--- WORK INSTRUCTIONS ---
In the data that follows, count every line holding the string "part" and give the count alone.

......

PR #209, opened 2018-05-28
fix CComm depwarn

JaredCrean2:
Changes `bitstype` to `primitive type`.


JaredCrean2:
Oops, I wasn't on the latest master, where this issue is already fixed.

PR #210, opened 2018-06-01
V07

jkozdon:
Trying to set things up so that MPI.jl can work with v0.7.

Locally things are working file. And I believe things are still compatible with v0.6

I haven't fixed all the dep warnings, but those that popped when running (not the initial build)


jkozdon:
Note: I had to disable `test_cman_*` when rulling with Julia 0.7. I could not get these to run properly. There are also some depreciation warnings to `cman.jl` but I could not get these to be resolved and keep Julia v0.6 OK.

Since I don't use the Julia Distributed stuff I'm hoping that someone else can fix this.

There is a problem with the Windows build with Latest and v0.7

jkozdon:
I was able to fix the deprecation warnings on the tests starting (cman and windows still do not work).

barche:
Thanks for making the effort to do this!

I get the following error when doing `using MPI` on Julia 0.6:

```
INFO: Recompiling stale cache file /home/username/.julia/lib/v0.6/MPI.ji for module MPI.
ERROR: LoadError: LoadError: LoadError: UndefVarError: undef not defined
Stacktrace:
 [1] include_from_node1(::String) at ./loading.jl:576
 [2] include(::String) at ./sysimg.jl:14
 [3] include_from_node1(::String) at ./loading.jl:576
 [4] include(::String) at ./sysimg.jl:14
 [5] include_from_node1(::String) at ./loading.jl:576
 [6] include(::String) at ./sysimg.jl:14
 [7] anonymous at ./<missing>:2
while loading /home/username/.julia/v0.6/MPI/src/mpi-op.jl, in expression starting on line 21
while loading /home/username/.julia/v0.6/MPI/src/mpi-base.jl, in expression starting on line 704
while loading /home/username/.julia/v0.6/MPI/src/MPI.jl, in expression starting on line 20
ERROR: Failed to precompile MPI to /home/username/.julia/lib/v0.6/MPI.ji.
Stacktrace:
 [1] compilecache(::String) at ./loading.jl:710
 [2] _require(::Symbol) at ./loading.jl:463
 [3] require(::Symbol) at ./loading.jl:405
```

Also, when wrapping this up it's probably best to squash it into fewer commits if possible.

barche:
Never mind the comment about `undef`, it was because of an old Compat version.

tbole:
Great work! Hope to have this in master rather earlier than later!

jkozdon:
I think that I got most of the windows problems fixed. I can combine the commits and push out again if we're ready to merge.

Two known problems (neither of which affect me, so hard to keep pushing them):

- Using Julia Distributed stuff does not work (i.e., cman)
- Windows 32 with nightly and latest is crashing on the test_allreduce when using a non-MPI in reduction type.

Perhaps best to merge this into master and then setting up issue tickets?

lcw:
Thanks Jeremy!  Your plan of action sounds good to me.  Is it reasonable to squash some of the commits as @barche suggested?  Either way I would like to merge this work in the next couple of days unless someone objects.

KristofferC:
I should say that by default when a Manifest is checked in, the package manager will test the package at the configuration given by the Manifest. This may not be the same as the one that users install (since new, compatible releases of dependencies have been registered).

I have an open PR https://github.com/JuliaLang/Pkg.jl/pull/290 that will likely soon be finished that would also allow an option to `Pkg.test` that would ignore the Manifest. For now, perhaps it is best to wait a bit with checking in the manifest.

jkozdon:
I've removed the Manifest and squashed things down to a few logical commits.

PR #211, opened 2018-08-02
V07 further fixes

barche:
This fixes the clustermanager and some other v0.7 deprecations. I also upped the required Julia version to v0.7.0-beta, because not all fixes properly use compat. I propose that once this is release-ready, we move MPI.jl version 0.7, which will then no longer work on Julia 0.6. That would also allow cutting a lot of the existing compat stuff out, and 0.6 users could just use the previous release.


.travis.yml
```diff
@@ -5,8 +5,6 @@ os:
   - linux
   - osx
 julia:
-  - 0.6
-  - 0.7
```
vchuravy: We should still have `0.7` here

appveyor.yml
```diff
@@ -1,11 +1,7 @@
 environment:
   matrix:
-  - JULIA_URL: "https://julialang-s3.julialang.org/bin/winnt/x86/0.6/julia-0.6-latest-win32.exe"
-  - JULIA_URL: "https://julialang-s3.julialang.org/bin/winnt/x64/0.6/julia-0.6-latest-win64.exe"
   - JULIA_URL: "https://julialangnightlies-s3.julialang.org/bin/winnt/x86/julia-latest-win32.exe"
   - JULIA_URL: "https://julialangnightlies-s3.julialang.org/bin/winnt/x64/julia-latest-win64.exe"
-  - JULIA_URL: "https://julialang-s3.julialang.org/bin/winnt/x86/0.7/julia-0.7.0-alpha-win32.exe"
```
vchuravy: this should be `"https://julialang-s3.julialang.org/bin/winnt/x86/0.7/julia-0.7-latest-win32.exe"`

barche:
OK, I think it's done like this!

lcw:
Looks good to me.  Thanks!

PR #214, opened 2018-08-20
Support for precompiling modules based on MPI.jl

barche:
This turns the symbol names into references, and fills in the handles at `__init__` time. Without this, there were precompilation warnings when precompiling a module using MPI.jl on Julia 1.0.

### DIFF
--- a/src/MPI.jl
+++ b/src/MPI.jl
@@ -23,20 +23,13 @@ include("cman.jl")
 const mpitype_dict = Dict{DataType, Cint}()
 const mpitype_dict_inverse = Dict{Cint, DataType}()
 
-function __init__()
-    @static if Compat.Sys.isunix()
-        # need to open libmpi with RTLD_GLOBAL flag for Linux, before
-        # any ccall cannot use RTLD_DEEPBIND; this leads to segfaults
-        # at least on Ubuntu 15.10
-        @eval const libmpi_handle =
-            Libdl.dlopen(libmpi, Libdl.RTLD_LAZY | Libdl.RTLD_GLOBAL)
-
-        # look up all symbols ahead of time
-        for (jname, fname) in _mpi_functions
-            Core.eval(MPI, :(const $jname = Libdl.dlsym(libmpi_handle, $fname)))
-        end
+@static if Compat.Sys.isunix()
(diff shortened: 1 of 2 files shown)


lcw:
I am not sure if I understand what you mean about using ccall as it was intended.  We are using CMake to determine the Fortran name mangling and storing that in `_mpi_functions` so that we can call the right symbols.

barche:
I found the origin of this, which led to some discussion on the commit:
https://github.com/JuliaParallel/MPI.jl/commit/bb04bf843954cef63ba2775628117165fff1d255

Let's not merge this yet, as Windows still fails and going back to (symbol,library) tuples may be a better idea after all. I don't think this is still an issue, maybe we should ping one of the core devs on this?

vchuravy:
The tuple get's resolved at compile time (which it why it has to be constant values), also see src/ccall.cpp  in Julia.

```
using Libdl
# Static
f(x) = ccall(:sinf, Float32, (Float32, ), x)
f1(x) = ccall((:sinf, Base.libm_name), Float32, (Float32, ), x)

const ptr = Libdl.dlsym(Libdl.dlopen(Base.libm_name), :sinf)
g(x) = ccall(ptr, Float32, (Float32,), x)

# Dynamic
h(x) = ccall(Libdl.dlsym(Libdl.dlopen(Base.libm_name), :sinf), Float32, (Float32,), x)

# With extra pointer load
const rptr = Ref(Libdl.dlsym(Libdl.dlopen(Base.libm_name), :sinf))
s(x) = ccall(rptr[], Float32, (Float32,), x)
```

The performance of all of these is similar (except the fully dynamic one), but `s` does have an extra pointer load associated with it.

I don't know how bad the mangling is, but if it is predictable we could do it as part of a macro.

lcw:
As far as the name mangling goes, it really depends on which fortran compilers we want to support.  It sometimes adds an underscore, sometimes two; sometime the symbols are lowercase, sometimes uppercase.  It just depends.

In the long run moving from the Fortran ABI and writing a fixed ABI C wrapper library may be the way to go as discussed here <https://github.com/JuliaParallel/MPI.jl/issues/59>.  [MorphMPI](http://morphmpi.sourceforge.net/) is an example of such a library.

PR #256, opened 2019-08-21
Delete invoice

kovedev:


kovedev:
Delete invoice and display detail in error modal.

PR #346, opened 2021-09-27
Basic plot search form template functionality

tomimakela:
Allows the selection of a template form, which will be duplicated as its own form instance when the plot search is saved. Also allows replacing that saved form with a new template and previewing the fields included in the current form.


tomimakela:
Was developed against backend commit `23c60ddc`, apparently doesn't work quite right with the up-to-date backend anymore.

PasiVuohijoki (approved):
Great job!

PR #374, opened 2022-04-01
Feature/applications

PasiVuohijoki:
Plotapplication listing and searchin/filtering is working. Template for single application page made.


src/plotApplications/components/map/SingleLeaseMap.js
```diff
@@ -0,0 +1,297 @@
+// @flow
```
tomimakela, line 1: Um. I read through the files for AreasLayer, PlanUnitsLayer, PlotsLayer and SingleLeaseMap and even made some comments on them, but on closer inspection it seems they're just straight copies of files from another view and aren't used anywhere...

src/plotApplications/components/map/TargetListLayer.js
```diff
@@ -0,0 +1,78 @@
+// @ flow
```
tomimakela, line 1: The majority of this file is the same code as the other layer components (from the leases view). I guess we can do it this way since there's already a precedent, even if I'd really want to write an auxiliary component in between that only takes the popup content and handles everything else by itself.

src/plotApplications/components/map/TargetListLayer.js
```diff
@@ -0,0 +1,78 @@
...
+      data={targetsGeoJson}
+      onEachFeature={(feature, layer) => {
+        if (feature.properties) {
+          const {id, identifier} = feature.properties;
+
+          const getApplicationsLink = () => {
+            return `${getRouteById(Routes.PLOT_APPLICATIONS)}/?visualization=table&identifier=${identifier}`;
+          };
+
+          const popupContent = `<p><strong>Id:</strong> <a href=${getApplicationsLink()}>${identifier}</a></p>`;
```
tomimakela, line 50: This is rather bare; it should be very possible to add the target address for example in getApplicationTargetFeatures and then use it here.

src/plotApplications/components/PlotApplicationsListPage.js
```diff
@@ -265,48 +442,46 @@ class PlotApplicationsListPage extends PureComponent<Props, State> {
...
+              onSearch={this.handleSearchUpdated}
+              states={selectedStates}
             />
           </Column>
         </Row>
-
         <TableFilterWrapper
           filterComponent={
             <TableFilters
               amountText={isFetching ? 'Ladataan...' : `Löytyi ${count} kpl`}
```
tomimakela, line 453: This count seems to always say 0 in the map visualisation mode.

src/plotApplications/helpers.js
```diff
@@ -19,5 +23,59 @@ export const getContentApplicationListItem = (plotApplication: Object): Object =
...
+  };
+};
+
+/**
+ * Get application target features for geojson data
+ * @param {Object[]} targets
+ * @returns {Object[]}
+ */
+export const getApplicationTargetFeatures = (targets: Array<Object>): Array<LeafletFeature> => {
+  return targets.map((target) => {
```
tomimakela, line 41: What's passed in here is not targets but applications.

src/plotApplications/helpers.js
```diff
@@ -19,5 +23,59 @@ export const getContentApplicationListItem = (plotApplication: Object): Object =
...
+    return {
+      type: 'Feature',
+      geometry: {
+        coordinates: coordinates,
+        type: 'MultiPolygon',
+      },
+      properties: {
+        id: target.id,
+        feature_type: 'plotApplication',
+        identifier: target.targets[0].identifier,
```
tomimakela, line 62: This doesn't work. If the application is applying for more than one target, the map will visually show all of its areas but then link to listing based on the first target whenever any of them is clicked. If the topmost shape drawn has a different first target, the link will be entirely unrelated.

An array of features, one for each target (i.e. mapping "target.targets", actually "application.targets") should be returned here instead. (Whether the same target across different applications should get multiple overlaid features is another matter, I got 9 on top of each other which results in a rather opaque shape.)

tomimakela (changes requested):
Additional observations:

- The tests need to be amended a bit, as is evident from the failing automated checks.
- Everything added since the last review was put into a single commit. Sometimes that's still OK if everything is a part of the same feature, but in this case, for example the fixes alleviating the comments from the last review are now jumbled up with the rest of the changes. (They could be separated with history rewriting, but that's a bit cumbersome at this point).

vincit-matu (approved):
Nice stuff! 

The only comment I have is that the `any` type could probably be substituted with `unknown` where possible - as it's a bit stricter when using the typed variables and offers type checking, but is basically otherwise similar to `any` (which I try to avoid). But I see nothing _wrong_ per se anywhere, at least in this quick glance I had, as that's more of a preference/suggestion.

Edit: this also assumes the use of TypeScript 3

EmiliaMakelaVincit (approved):

PR #392, opened 2022-09-26
Enable editing of base applicant information check data

EmiliaMakelaVincit:
External service integration is still pending.

### DIFF
--- a/src/plotApplications/components/infoCheck/PlotApplicationApplicantInfoCheck.js
+++ b/src/plotApplications/components/infoCheck/PlotApplicationApplicantInfoCheck.js
@@ -1,0 +1,134 @@
+// @flow
+import React, {PureComponent} from 'react';
+
+import {Column, Row} from "react-foundation";
+import {getApplicantInfoCheckItems} from "../../helpers";
+import PlotApplicationApplicantInfoCheckModal from "./PlotApplicationApplicantInfoCheckModal";
+import PlotApplicationInfoCheckCollapse from "./PlotApplicationInfoCheckCollapse";
+import {connect} from "react-redux";
+import {
+  getInfoCheckAttributes,
+  getIsUpdatingInfoCheckData,
+  getWasLastInfoCheckUpdateSuccessfulData
+} from "../../selectors";
+import {getFieldOptions, getLabelOfOption} from "../../../util/helpers";
+import {editInfoCheckItem} from "../../actions";
+import {getUserFullName} from "../../../users/helpers";
+
+type Props = {
+  infoCheckAttributes: Attributes,
+  infoCheckData: Array<Object>,
+  section: Object,
+  identifier: string,
+  editInfoCheckItem: Function
+};
+
+type State = {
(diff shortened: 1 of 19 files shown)


src/plotApplications/components/infoCheck/PlotApplicationApplicantInfoCheck.js
```diff
@@ -0,0 +1,134 @@
...
+
+    const {
+      infoCheckAttributes,
+      infoCheckData,
+    } = this.props;
+
+    const infoCheckStatusOptions = getFieldOptions(infoCheckAttributes, 'state');
+
+    return (
+      <PlotApplicationInfoCheckCollapse headerTitle="Hakijan käsittelytiedot">
```
PasiVuohijoki, line 91: should this be translated also?

src/plotApplications/components/infoCheck/PlotApplicationInfoCheckForm.js
```diff
@@ -0,0 +1,151 @@
...
+      onClose
+    } = this.props;
+
+    return (
+      <form>
+        <Row>
+          <Column small={4}>
+            <FormField
+              setRefForField={this.setRefForFirstField}
+              fieldAttributes={get(attributes, 'preparer')}
```
PasiVuohijoki, line 78: Other places in mvj-ui these field paths and titles (here: 'preparer') are stored as enums/constants.

src/plotApplications/components/infoCheck/PlotApplicationTargetInfoCheck.js
```diff
@@ -0,0 +1,26 @@
...
+
+type State = {
+
+};
+
+class PlotApplicationTargetInfoCheck extends PureComponent<Props, State> {
+  render(): React$Node {
+    return (
+      <PlotApplicationInfoCheckCollapse className="collapse__secondary" headerTitle="Kohteen käsittelytiedot">
+
```
PasiVuohijoki, line 18: Does this need the closing tag since component does not have any children?

PasiVuohijoki (approved):
2 comments added. Nothing special/breaking though. Good job!

src/plotApplications/components/infoCheck/PlotApplicationInfoCheckForm.js
EmiliaMakelaVincit: Weeell... yes and no. I feel there isn't much consistency there; in the plot search draft we built on for instance, that hadn't been done before, and the field names are still inlined to this day. I can do so here if you think it's useful, though.

src/plotApplications/components/infoCheck/PlotApplicationTargetInfoCheck.js
EmiliaMakelaVincit: Not in its current state indeed, being largely just a placeholder for future development (I believe target info checks aren't even in the BE yet).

......

--- RESPONSE BELOW ---
2